> WHAT IS NEEDED: Report the number of lines in the records below that contain the word "opened", and nothing more.

> AVAILABLE RECORDS:
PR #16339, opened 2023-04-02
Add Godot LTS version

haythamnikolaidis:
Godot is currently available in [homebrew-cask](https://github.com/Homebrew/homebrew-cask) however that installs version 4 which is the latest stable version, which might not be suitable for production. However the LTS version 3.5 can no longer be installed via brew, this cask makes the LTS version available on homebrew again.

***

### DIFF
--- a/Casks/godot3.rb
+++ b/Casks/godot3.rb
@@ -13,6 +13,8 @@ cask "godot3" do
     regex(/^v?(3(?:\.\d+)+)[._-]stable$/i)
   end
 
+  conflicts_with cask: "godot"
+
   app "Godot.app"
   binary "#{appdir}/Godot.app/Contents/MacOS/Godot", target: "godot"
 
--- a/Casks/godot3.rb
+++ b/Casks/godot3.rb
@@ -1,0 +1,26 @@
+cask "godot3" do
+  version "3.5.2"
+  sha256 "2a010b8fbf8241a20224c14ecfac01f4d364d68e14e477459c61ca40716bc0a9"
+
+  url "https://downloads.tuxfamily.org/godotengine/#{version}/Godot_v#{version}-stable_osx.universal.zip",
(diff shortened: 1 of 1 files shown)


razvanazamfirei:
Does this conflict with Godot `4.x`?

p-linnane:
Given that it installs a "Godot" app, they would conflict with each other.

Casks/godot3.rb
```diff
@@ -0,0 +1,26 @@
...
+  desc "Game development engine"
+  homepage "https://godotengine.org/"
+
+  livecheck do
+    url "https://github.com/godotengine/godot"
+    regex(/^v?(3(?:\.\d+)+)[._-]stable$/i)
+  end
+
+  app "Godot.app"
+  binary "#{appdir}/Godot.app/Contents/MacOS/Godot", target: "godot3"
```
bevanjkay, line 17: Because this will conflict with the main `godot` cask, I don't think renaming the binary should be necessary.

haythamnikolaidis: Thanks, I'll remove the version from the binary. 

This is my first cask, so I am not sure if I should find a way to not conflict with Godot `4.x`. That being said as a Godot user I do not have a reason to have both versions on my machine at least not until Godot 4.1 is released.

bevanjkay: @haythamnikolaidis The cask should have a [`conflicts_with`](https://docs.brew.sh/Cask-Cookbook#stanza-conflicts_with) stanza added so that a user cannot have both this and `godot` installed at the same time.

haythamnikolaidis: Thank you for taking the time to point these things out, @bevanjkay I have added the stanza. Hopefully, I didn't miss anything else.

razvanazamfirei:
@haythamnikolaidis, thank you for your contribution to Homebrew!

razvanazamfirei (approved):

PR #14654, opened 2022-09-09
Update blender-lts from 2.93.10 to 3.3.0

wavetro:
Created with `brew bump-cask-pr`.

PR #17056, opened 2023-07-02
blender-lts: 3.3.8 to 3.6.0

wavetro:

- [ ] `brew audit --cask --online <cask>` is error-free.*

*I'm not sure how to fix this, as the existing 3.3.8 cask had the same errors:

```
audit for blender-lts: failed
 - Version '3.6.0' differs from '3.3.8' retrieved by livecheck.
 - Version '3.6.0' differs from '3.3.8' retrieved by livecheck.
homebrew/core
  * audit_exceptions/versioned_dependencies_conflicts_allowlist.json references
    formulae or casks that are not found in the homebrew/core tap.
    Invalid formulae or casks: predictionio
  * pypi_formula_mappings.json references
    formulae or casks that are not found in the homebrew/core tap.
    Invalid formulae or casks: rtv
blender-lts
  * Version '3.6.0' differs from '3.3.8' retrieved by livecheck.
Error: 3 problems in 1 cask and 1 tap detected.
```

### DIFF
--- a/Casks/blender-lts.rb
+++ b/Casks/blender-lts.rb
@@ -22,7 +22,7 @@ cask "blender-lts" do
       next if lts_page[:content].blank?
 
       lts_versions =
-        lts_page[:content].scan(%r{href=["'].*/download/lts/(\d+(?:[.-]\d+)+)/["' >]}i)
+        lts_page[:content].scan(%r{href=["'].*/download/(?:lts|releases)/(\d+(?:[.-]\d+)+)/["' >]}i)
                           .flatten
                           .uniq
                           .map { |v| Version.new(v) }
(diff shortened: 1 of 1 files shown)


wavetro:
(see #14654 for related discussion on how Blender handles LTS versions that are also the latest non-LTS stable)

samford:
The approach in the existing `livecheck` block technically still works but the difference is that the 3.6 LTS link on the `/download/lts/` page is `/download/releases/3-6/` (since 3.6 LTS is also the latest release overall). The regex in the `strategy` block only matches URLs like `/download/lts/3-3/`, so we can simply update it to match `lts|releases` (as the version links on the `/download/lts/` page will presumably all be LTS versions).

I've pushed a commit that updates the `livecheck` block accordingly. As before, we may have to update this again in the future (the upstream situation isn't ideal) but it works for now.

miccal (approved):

> ANSWER TO THE EXERCISE: 3